==== Information given

PR #250, opened 2024-06-04
Enhancement: model-agnostic layer-wise checkpointing

LemonAndRabbit:
[Checkpointing](https://pytorch.org/docs/stable/checkpoint.html) is a widely used technique (i.e. in [deepspeed](https://github.com/microsoft/DeepSpeed/blob/f4cb866c2eba60a72d79c3741d12d098fe4e45b8/deepspeed/runtime/activation_checkpointing/checkpointing.py#L725)) to reduce peak GPU memory consumption. It achieves this by recomputing intermediate activations during the backward pass instead of storing them from the forward pass.

This enhancement leverages PyTorch's official checkpoint implementation and applies it at a per convolution layer granuality.

Key features include:

+ Model agnosticism: It can be used with any type of message-passing layers.
+ Significant memory reduction: An 18-layer, 512-dimension PNA network (with batch_size=128) shows a peak memory usage reduction of approximately 58%.

Usage: config["NeuralNetwork"]["Training"]["conv_checkpointing"] = True

Overhead: With an 18-layer, 512-dimension PNA network, recomputing activations introduces an extra training time of ~28.6%, as observed on an 8x A5000 server.

Raw profiling results: Attached are the memory consumption and latency profiling results ([google_drive](https://drive.google.com/drive/folders/1xGRj8AouAFfV_kUnnNDR8AoF-WfaDeFQ?usp=sharing)). For visualization, please refer to [pytorch.org/memory_viz](https://pytorch.org/memory_viz) and [ui.perfetto.dev/](https://ui.perfetto.dev/), respectively.

### DIFF
--- a/hydragnn/models/Base.py
+++ b/hydragnn/models/Base.py
@@ -18,6 +18,7 @@ from torch.utils.checkpoint import checkpoint
 from hydragnn.utils.model import activation_function_selection, loss_function_selection
 import sys
 from hydragnn.utils.distributed import get_device
+from hydragnn.utils.print_utils import print_master
 
 import inspect
 
@@ -282,7 +283,7 @@ class Base(Module):
             self.heads_NN.append(head_NN)
 
     def enable_conv_checkpointing(self):
-        print("Enabling checkpointing")
+        print_master("Enabling checkpointing")
         self.conv_checkpointing = True
 
     def forward(self, data):
--- a/hydragnn/models/Base.py
+++ b/hydragnn/models/Base.py
@@ -14,6 +14,7 @@ from torch.nn import ModuleList, Sequential, ReLU, Linear, Module
 import torch.nn.functional as F
 from torch_geometric.nn import global_mean_pool, BatchNorm
 from torch.nn import GaussianNLLLoss
+from torch.utils.checkpoint import checkpoint
 from hydragnn.utils.model import activation_function_selection, loss_function_selection
 import sys
 from hydragnn.utils.distributed import get_device
@@ -107,6 +108,8 @@ class Base(Module):
         self._multihead()
         if self.initial_bias is not None:
             self._set_bias()
+
+        self.conv_checkpointing = False
 
     def _init_conv(self):
         self.graph_convs.append(self.get_conv(self.input_dim, self.hidden_dim))
@@ -278,6 +281,10 @@ class Base(Module):
                 )
             self.heads_NN.append(head_NN)
 
+    def enable_conv_checkpointing(self):
+        print("Enabling checkpointing")
+        self.conv_checkpointing = True
+
     def forward(self, data):
         x = data.x
         pos = data.pos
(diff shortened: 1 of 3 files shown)


hydragnn/models/Base.py
```diff
@@ -278,14 +281,23 @@ def _multihead(self):
...
         pos = data.pos
 
         ### encoder part ####
         conv_args = self._conv_args(data)
         for conv, feat_layer in zip(self.graph_convs, self.feature_layers):
-            c, pos = conv(x=x, pos=pos, **conv_args)
+            if not self.conv_checkpointing:
+                c, pos = conv(x=x, pos=pos, **conv_args)
+            else:
+                c, pos = checkpoint(
```
allaffa, line 298: To me it seems like you are checkpointing the entire message passing layer. Based on our previous discussions, I thought that the checkpointing should involve only the non-linear activation functions. 
Would you mind further explaining why you implemented the checkpointing this way?

allaffa (commented):
Some explanations needed.

hydragnn/models/Base.py
LemonAndRabbit: Of course! This design choice takes both **_performance_** and **_model-agnosticism_** into consideration.

Before delving into the specifics of this design decision, let's clarify the term activation checkpointing used in our discussion. In the machine learning literature, activation refers not only to the output of an activation layer but also to any intermediate tensors created during the forward pass and stored for backward computation. A more detailed explanation can be found [here](https://docs.aws.amazon.com/sagemaker/latest/dg/model-parallel-extended-features-pytorch-activation-checkpointing.html) from AWS.

Regarding my implementation:

+ **Performance (memory reduction)**: Approximately 90% of the per-layer memory usage is attributed to the message passing mechanism rather than the linear layer. This should be included in the checkpointing process, which involves the instantiation of many intermediate tensors (i.e. [1](https://github.com/pyg-team/pytorch_geometric/blob/2.5.2/torch_geometric/nn/conv/pna_conv.py#L185), [2](https://github.com/pyg-team/pytorch_geometric/blob/2.5.2/torch_geometric/nn/conv/pna_conv.py#L169)).
+ **model-agnosticism**: The current implementation, which modifies the forward function of the Base class, makes the checkpointing mechanism agnostic to any message passing layer subclasses. This allows direct scalability to newly added subclasses. Checkpointing only the non-linear functions, however, would require modification on a per-subclass basis, thus not being model-agnostic and necessitating manual effort to scale to future message passing layers.

pzhanggit: Thanks! Did you test the `checkpoint` function? What are the memory reduction and computation overhead like?

hydragnn/models/Base.py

========

Each line above is to be reproduced exactly. Leave none out.

PR #250, opened 2024-06-04
Enhancement: model-agnostic layer-wise checkpointing

LemonAndRabbit:
[Checkpointing](https://pytorch.org/docs/stable/checkpoint.html) is a widely used technique (i.e. in [deepspeed](https://github.com/microsoft/DeepSpeed/blob/f4cb866c2eba60a72d79c3741d12d098fe4e45b8/deepspeed/runtime/activation_checkpointing/checkpointing.py#L725)) to reduce peak GPU memory consumption. It achieves this by recomputing intermediate activations during the backward pass instead of storing them from the forward pass.

This enhancement leverages PyTorch's official checkpoint implementation and applies it at a per convolution layer granuality.

Key features include:

+ Model agnosticism: It can be used with any type of message-passing layers.
+ Significant memory reduction: An 18-layer, 512-dimension PNA network (with batch_size=128) shows a peak memory usage reduction of approximately 58%.

Usage: config["NeuralNetwork"]["Training"]["conv_checkpointing"] = True

Overhead: With an 18-layer, 512-dimension PNA network, recomputing activations introduces an extra training time of ~28.6%, as observed on an 8x A5000 server.

Raw profiling results: Attached are the memory consumption and latency profiling results ([google_drive](https://drive.google.com/drive/folders/1xGRj8AouAFfV_kUnnNDR8AoF-WfaDeFQ?usp=sharing)). For visualization, please refer to [pytorch.org/memory_viz](https://pytorch.org/memory_viz) and [ui.perfetto.dev/](https://ui.perfetto.dev/), respectively.

### DIFF
--- a/hydragnn/models/Base.py
+++ b/hydragnn/models/Base.py
@@ -18,6 +18,7 @@ from torch.utils.checkpoint import checkpoint
 from hydragnn.utils.model import activation_function_selection, loss_function_selection
 import sys
 from hydragnn.utils.distributed import get_device
+from hydragnn.utils.print_utils import print_master
 
 import inspect
 
@@ -282,7 +283,7 @@ class Base(Module):
             self.heads_NN.append(head_NN)
 
     def enable_conv_checkpointing(self):
-        print("Enabling checkpointing")
+        print_master("Enabling checkpointing")
         self.conv_checkpointing = True
 
     def forward(self, data):
--- a/hydragnn/models/Base.py
+++ b/hydragnn/models/Base.py
@@ -14,6 +14,7 @@ from torch.nn import ModuleList, Sequential, ReLU, Linear, Module
 import torch.nn.functional as F
 from torch_geometric.nn import global_mean_pool, BatchNorm
 from torch.nn import GaussianNLLLoss
+from torch.utils.checkpoint import checkpoint
 from hydragnn.utils.model import activation_function_selection, loss_function_selection
 import sys
 from hydragnn.utils.distributed import get_device
@@ -107,6 +108,8 @@ class Base(Module):
         self._multihead()
         if self.initial_bias is not None:
             self._set_bias()
+
+        self.conv_checkpointing = False
 
     def _init_conv(self):
         self.graph_convs.append(self.get_conv(self.input_dim, self.hidden_dim))
@@ -278,6 +281,10 @@ class Base(Module):
                 )
             self.heads_NN.append(head_NN)
 
+    def enable_conv_checkpointing(self):
+        print("Enabling checkpointing")
+        self.conv_checkpointing = True
+
     def forward(self, data):
         x = data.x
         pos = data.pos
(diff shortened: 1 of 3 files shown)


hydragnn/models/Base.py
```diff
@@ -278,14 +281,23 @@ def _multihead(self):
...
         pos = data.pos
 
         ### encoder part ####
         conv_args = self._conv_args(data)
         for conv, feat_layer in zip(self.graph_convs, self.feature_layers):
-            c, pos = conv(x=x, pos=pos, **conv_args)
+            if not self.conv_checkpointing:
+                c, pos = conv(x=x, pos=pos, **conv_args)
+            else:
+                c, pos = checkpoint(
```
allaffa, line 298: To me it seems like you are checkpointing the entire message passing layer. Based on our previous discussions, I thought that the checkpointing should involve only the non-linear activation functions. 
Would you mind further explaining why you implemented the checkpointing this way?

allaffa (commented):
Some explanations needed.

hydragnn/models/Base.py
LemonAndRabbit: Of course! This design choice takes both **_performance_** and **_model-agnosticism_** into consideration.

Before delving into the specifics of this design decision, let's clarify the term activation checkpointing used in our discussion. In the machine learning literature, activation refers not only to the output of an activation layer but also to any intermediate tensors created during the forward pass and stored for backward computation. A more detailed explanation can be found [here](https://docs.aws.amazon.com/sagemaker/latest/dg/model-parallel-extended-features-pytorch-activation-checkpointing.html) from AWS.

Regarding my implementation:

+ **Performance (memory reduction)**: Approximately 90% of the per-layer memory usage is attributed to the message passing mechanism rather than the linear layer. This should be included in the checkpointing process, which involves the instantiation of many intermediate tensors (i.e. [1](https://github.com/pyg-team/pytorch_geometric/blob/2.5.2/torch_geometric/nn/conv/pna_conv.py#L185), [2](https://github.com/pyg-team/pytorch_geometric/blob/2.5.2/torch_geometric/nn/conv/pna_conv.py#L169)).
+ **model-agnosticism**: The current implementation, which modifies the forward function of the Base class, makes the checkpointing mechanism agnostic to any message passing layer subclasses. This allows direct scalability to newly added subclasses. Checkpointing only the non-linear functions, however, would require modification on a per-subclass basis, thus not being model-agnostic and necessitating manual effort to scale to future message passing layers.

pzhanggit: Thanks! Did you test the `checkpoint` function? What are the memory reduction and computation overhead like?

hydragnn/models/Base.py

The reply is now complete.